WHAT IS EXPECTED:
Your reply should be made up of every line in the records below that holds the string "eBPF".

===== SOURCE DATA =====

PR #178, opened 2022-01-13
Minor fixe and addition

arilou:
* Add get_section_name function for Program
* Fix pages method for PerfBuffer

### DIFF
--- a/libbpf-rs/src/perf_buffer.rs
+++ b/libbpf-rs/src/perf_buffer.rs
@@ -71,9 +71,13 @@ impl<'a, 'b> PerfBufferBuilder<'a, 'b> {
     }
 
     /// The number of pages to size the ring buffer.
-    pub fn pages(&mut self, pages: usize) -> &mut Self {
-        self.pages = pages;
-        self
+    pub fn pages(self, pages: usize) -> PerfBufferBuilder<'a, 'b> {
+        PerfBufferBuilder {
+            map: self.map,
+            pages,
+            sample_cb: self.sample_cb,
+            lost_cb: self.lost_cb,
+        }
     }
 
     pub fn build(self) -> Result<PerfBuffer<'b>> {
--- a/libbpf-rs/src/program.rs
+++ b/libbpf-rs/src/program.rs
@@ -12,11 +12,12 @@ use crate::*;
 /// This object exposes operations that need to happen before the program is loaded.
 pub struct OpenProgram {
     ptr: *mut libbpf_sys::bpf_program,
+    section: String,
 }
 
 impl OpenProgram {
-    pub(crate) fn new(ptr: *mut libbpf_sys::bpf_program) -> Self {
-        OpenProgram { ptr }
+    pub(crate) fn new(ptr: *mut libbpf_sys::bpf_program, section: String) -> Self {
+        Self { ptr, section }
     }
 
     pub fn set_prog_type(&mut self, prog_type: ProgramType) {
@@ -35,6 +36,11 @@ impl OpenProgram {
         unsafe {
             libbpf_sys::bpf_program__set_ifindex(self.ptr, idx);
         }
+    }
+
+    /// Name of the section this `Program` belongs to.
+    pub fn section(&self) -> &str {
+        &self.section
     }
 }
 
--- a/libbpf-cargo/src/gen.rs
+++ b/libbpf-cargo/src/gen.rs
@@ -782,6 +782,8 @@ fn gen_skel_contents(_debug: bool, raw_obj_name: &str, obj_file_path: &Path) -> 
         r#"
         }}
 
+        unsafe impl<'a> Send for {name}Skel<'a> {{}}
+
         impl<'a> {name}Skel<'a> {{
         "#,
         name = &obj_name,
--- a/libbpf-rs/src/object.rs
+++ b/libbpf-rs/src/object.rs
@@ -168,8 +168,13 @@ impl OpenObject {
             let name = unsafe { libbpf_sys::bpf_program__name(next_ptr) };
             let name = util::c_ptr_to_string(name)?;
 
+            // Get the program section
+            // bpf_program__section_name never returns NULL, so no need to check the pointer.
+            let section = unsafe { libbpf_sys::bpf_program__section_name(next_ptr) };
+            let section = util::c_ptr_to_string(section)?;
+
             // Add the program to the hashmap
-            obj.progs.insert(name, OpenProgram::new(next_ptr));
+            obj.progs.insert(name, OpenProgram::new(next_ptr, section));
             prog = next_ptr;
         }
 


libbpf-rs/src/perf_buffer.rs
```diff
@@ -71,9 +71,13 @@ impl<'a, 'b> PerfBufferBuilder<'a, 'b> {
...
-    pub fn pages(&mut self, pages: usize) -> &mut Self {
-        self.pages = pages;
-        self
+    pub fn pages(self, pages: usize) -> PerfBufferBuilder<'a, 'b> {
+        PerfBufferBuilder {
+            map: self.map,
+            pages,
+            sample_cb: self.sample_cb,
+            lost_cb: self.lost_cb,
+        }
```
insearchoflosttime, line 80: I don't think this is quite right - to clarify, what is the intention with your proposed API changes to pages? The original version of pages looks fine to me, someone can set the pages of the perf buffer through calling something like:

```
let perf = 
   PerfBufferBuilder::new(skel.maps_mut().events()).pages(5)
   .sample_cb(handle_event).lost_cb(handle_lost_events).build()?;
```

libbpf-rs/src/program.rs
```diff
@@ -36,6 +36,12 @@ impl OpenProgram {
             libbpf_sys::bpf_program__set_ifindex(self.ptr, idx);
         }
     }
+
+    /// Get program section name
+    pub fn get_section_name(&self) -> Result<String> {
+        let section = unsafe { libbpf_sys::bpf_program__section_name(self.ptr) };
+        util::c_ptr_to_string(section)
+    }
 }
```
insearchoflosttime, line 45: This LGTM. Thanks for adding this

libbpf-rs/src/perf_buffer.rs
arilou: Without my fix your line will produces this error for me:
   Compiling libbpf-rs v0.15.0 (/.../libbpf-rs/libbpf-rs)
   Compiling rust_bpf_agent v0.1.0 (/.../rust_bpf_agent)
error[E0507]: cannot move out of a mutable reference
   --> src/main.rs:116:16
    |
116 |       let perf = PerfBufferBuilder::new(skel.maps_mut().events())
    |  ________________^
117 | |         .sample_cb(handle_event)
118 | |         .lost_cb(handle_lost_events)
119 | |         .pages(1024)
120 | |         .build()?;
    | |________________^ move occurs because value has type `PerfBufferBuilder<'_, '_>`, which does not implement the `Copy` trait

For more information about this error, try `rustc --explain E0507`.
error: could not compile `rust_bpf_agent` due to previous error

arilou: While we are talking about this, is there a way I can pass PerfBuffer loop to a different thread? (Currently it does not implement Send)
Think of a case where the eBPF programs sends A LOT of messages and you want to keep fetching events and put it in some channel to do further more cpu intensive processing, but you dont want the ebpf map to get full...

anakryiko: Looking at lost_cb definition it differs from what is done in pages, so the change looks in line with other setters. I'm surprised this was never caught before, don't we have some example or test that uses PerfBuffer? Can you please add one?

anakryiko: > While we are talking about this, is there a way I can pass PerfBuffer loop to a different thread? (Currently it does not implement Send) Think of a case where the eBPF programs sends A LOT of messages and you want to keep fetching events and put it in some channel to do further more cpu intensive processing, but you dont want the ebpf map to get full...

Not clear what exactly you are sending in this case, but keep in mind that as it is designed in libbpf right now, PerfBuffer is single-consumer and poll has to be called from single thread. Also keep in mind that each per-CPU buffer has to be single-consumer. The only wiggle room is to do poll on different per-cpu buffers on different threads.

But please start a separate issue to discuss this use case.

libbpf-rs/src/program.rs
anakryiko: let's not use "get_" prefix for getters. Libbpf follows this rule as well.

arilou: Fixed in next commit

libbpf-rs/src/perf_buffer.rs
arilou: I dont think it's such a big deal, one could always wrap *Skel in it's own struct and implement Send for it
But in general I dont understand why the *Skel cannot be Send, unless I'm missing something

libbpf-rs/src/program.rs
```diff
@@ -36,6 +36,12 @@ impl OpenProgram {
             libbpf_sys::bpf_program__set_ifindex(self.ptr, idx);
         }
     }
+
+    /// Get program section name
+    pub fn section_name(&self) -> Result<String> {
```
anakryiko, line 41: hm... just looked at Program and it seems like it has similar accessor, but it's called just `section` and it returns `&str` (because it creates internal copy). We should probably keep them consistent, no?

libbpf-rs/src/perf_buffer.rs
anakryiko: Probably no one ever needed it. I'm not too familiar with Sync and Send, but if there are no issues with the way PerfBuffer is implemented, then yeah, we should implement those traits.

libbpf-rs/src/program.rs
arilou: Do you mean the name should be the same? if so then sure, I'll make the change, as for the copy, if you will refer to how it work with Program, it's actually a member in the struct that got there when it was constructed
```
            // Get the program section
            // bpf_program__section_name never returns NULL, so no need to check the pointer.
            let section = unsafe { libbpf_sys::bpf_program__section_name(next_ptr) };
            let section = util::c_ptr_to_string(section)?;

            // Get the program fd
            let fd = unsafe { libbpf_sys::bpf_program__fd(next_ptr) };
            if fd < 0 {
            }

            // Add the program to the hashmap
            obj.progs
                .insert(name.clone(), Program::new(next_ptr, name, section));
            prog = next_ptr;
```

arilou:
The reason for pages and adding the Send (not the Sync, for Sync you need some Mutex or something to help you) is if you will make a program that sends A LOT of events for instance every system call in the system. so in order to catch up and not fill the per-core PerfBuf ring buffer you need another thread to "drain" and not spend time working on the events.

libbpf-rs/src/program.rs
anakryiko: I meant both the name and return type. OpenProgram could do the same thing as Program, right? Are there any downsides to that?

anakryiko:
> The reason for pages and adding the Send (not the Sync, for Sync you need some Mutex or something to help you) is if you will make a program that sends A LOT of events for instance every system call in the system. so in order to catch up and not fill the per-core PerfBuf ring buffer you need another thread to "drain" and not spend time working on the events.

Yeah, I didn't mean to imply that we need to implement Sync. It's just that Send and Sync are usually described together it seems. From https://stackoverflow.com/a/60109068 it seems like Send is a totally reasonable thing for PerfBuffer (and RingBuffer, while we are at it) to support. So feel free to send a PR with the required changes.

libbpf-rs/src/program.rs
arilou: Done

arilou:
Regarding Send, I think it should happen in the libbpf-cargo on the *Skel struct created after load
so the generator will also add
unsafe impl<'a> Send for FooSkel<'a> {}
Do you agree?

anakryiko:
> Regarding Send, I think it should happen in the libbpf-cargo on the *Skel struct created after load so the generator will also add unsafe impl<'a> Send for FooSkel<'a> {} Do you agree?

Yep, LGTM.

Please squash your commits so that we have only three of them (skel Send, section_name, pages).

arilou:
Done, separated to 3 patches

anakryiko (approved):
LGTM, thanks.

PR #180, opened 2022-01-24
libbpf-rs: Fix clippy error in examples/query

insearchoflosttime:

### DIFF
--- a/examples/query/src/main.rs
+++ b/examples/query/src/main.rs
@@ -31,7 +31,7 @@ fn prog() {
 
 fn map() {
     for map in query::MapInfoIter::default() {
-        println!("name={:<16} type={}", map.name, map.ty.to_string(),);
+        println!("name={:<16} type={}", map.name, map.ty);
     }
 }
 


examples/query/src/main.rs
```diff
@@ -31,7 +31,7 @@ fn prog() {
 
 fn map() {
     for map in query::MapInfoIter::default() {
-        println!("name={:<16} type={}", map.name, map.ty.to_string(),);
+        println!("name={:<16} type={}", map.name, map.ty,);
```
anakryiko, line 34: is that trailing coma necessary? looks weird

anakryiko (approved):

examples/query/src/main.rs
insearchoflosttime: Rust supports trailing commas but I agree it looks unnatural. I will remove this.

insearchoflosttime:
This check is still failing due to clippy complaining about "error: this implementation is unsound, as some fields in `RunqslowerSkel<'a>` are `!Send`" but this warning is misguided and fixed in Rust 1.58 as per https://github.com/rust-lang/rust-clippy/issues/8045. We'll need to update the build to use the latest version of Rust.

PR #187, opened 2020-10-08
Sampler and Workflow Refactor

nmerket:
Fixes #147.

## Pull Request Description

- Sampler class refactor. Simplifies things quite a it. 

## Checklist

Not all may apply

- [x] Code changes (must work)
- [x] Tests exercising your feature/bug fix (check coverage report on CircleCI build -> Artifacts)
- [x] All other unit tests passing
- [x] Update validation for project config yaml file changes
- [x] Update existing documentation
- [x] Run a small batch run to make sure it all works (local is fine, unless an Eagle specific feature)
- [x] Add to the changelog_dev.rst file and propose migration text in the pull request

PR #205, opened 2021-01-13
Fix: racially insensitive language

### LINKED ISSUE #164: Remove racially insensitive language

=====

RESULT:
Think of a case where the eBPF programs sends A LOT of messages and you want to keep fetching events and put it in some channel to do further more cpu intensive processing, but you dont want the ebpf map to get full...
anakryiko: > While we are talking about this, is there a way I can pass PerfBuffer loop to a different thread? (Currently it does not implement Send) Think of a case where the eBPF programs sends A LOT of messages and you want to keep fetching events and put it in some channel to do further more cpu intensive processing, but you dont want the ebpf map to get full...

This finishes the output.